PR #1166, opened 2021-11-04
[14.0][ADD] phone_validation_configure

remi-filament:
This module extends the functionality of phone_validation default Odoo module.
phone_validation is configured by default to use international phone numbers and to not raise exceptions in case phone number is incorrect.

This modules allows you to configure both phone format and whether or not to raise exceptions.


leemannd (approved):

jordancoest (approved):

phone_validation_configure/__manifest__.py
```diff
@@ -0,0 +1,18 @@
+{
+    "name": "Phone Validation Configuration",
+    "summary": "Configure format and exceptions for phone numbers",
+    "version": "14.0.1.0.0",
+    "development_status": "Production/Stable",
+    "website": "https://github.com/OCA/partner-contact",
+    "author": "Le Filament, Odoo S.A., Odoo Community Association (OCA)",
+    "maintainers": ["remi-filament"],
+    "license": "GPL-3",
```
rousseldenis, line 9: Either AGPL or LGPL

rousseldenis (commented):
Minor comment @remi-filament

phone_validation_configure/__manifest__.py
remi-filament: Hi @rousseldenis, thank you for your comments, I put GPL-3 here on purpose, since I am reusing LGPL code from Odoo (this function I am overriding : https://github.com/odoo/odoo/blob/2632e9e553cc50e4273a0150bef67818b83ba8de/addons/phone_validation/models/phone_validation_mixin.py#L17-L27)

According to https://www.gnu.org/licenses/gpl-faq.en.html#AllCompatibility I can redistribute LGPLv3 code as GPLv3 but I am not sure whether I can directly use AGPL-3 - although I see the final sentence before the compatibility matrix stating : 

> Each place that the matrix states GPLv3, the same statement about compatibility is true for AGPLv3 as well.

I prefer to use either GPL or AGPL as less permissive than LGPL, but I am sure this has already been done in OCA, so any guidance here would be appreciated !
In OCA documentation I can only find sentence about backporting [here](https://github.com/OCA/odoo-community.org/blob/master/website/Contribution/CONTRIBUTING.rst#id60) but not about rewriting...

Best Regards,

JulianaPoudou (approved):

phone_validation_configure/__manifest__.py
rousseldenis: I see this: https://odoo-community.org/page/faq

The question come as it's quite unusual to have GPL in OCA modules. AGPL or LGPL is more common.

::::::::::

• WORK TASK: What lines in the material above hold the string "blob"? List them.

• ANSWER FOR THIS EXERCISE:
remi-filament: Hi @rousseldenis, thank you for your comments, I put GPL-3 here on purpose, since I am reusing LGPL code from Odoo (this function I am overriding : https://github.com/odoo/odoo/blob/2632e9e553cc50e4273a0150bef67818b83ba8de/addons/phone_validation/models/phone_validation_mixin.py#L17-L27)
In OCA documentation I can only find sentence about backporting [here](https://github.com/OCA/odoo-community.org/blob/master/website/Contribution/CONTRIBUTING.rst#id60) but not about rewriting...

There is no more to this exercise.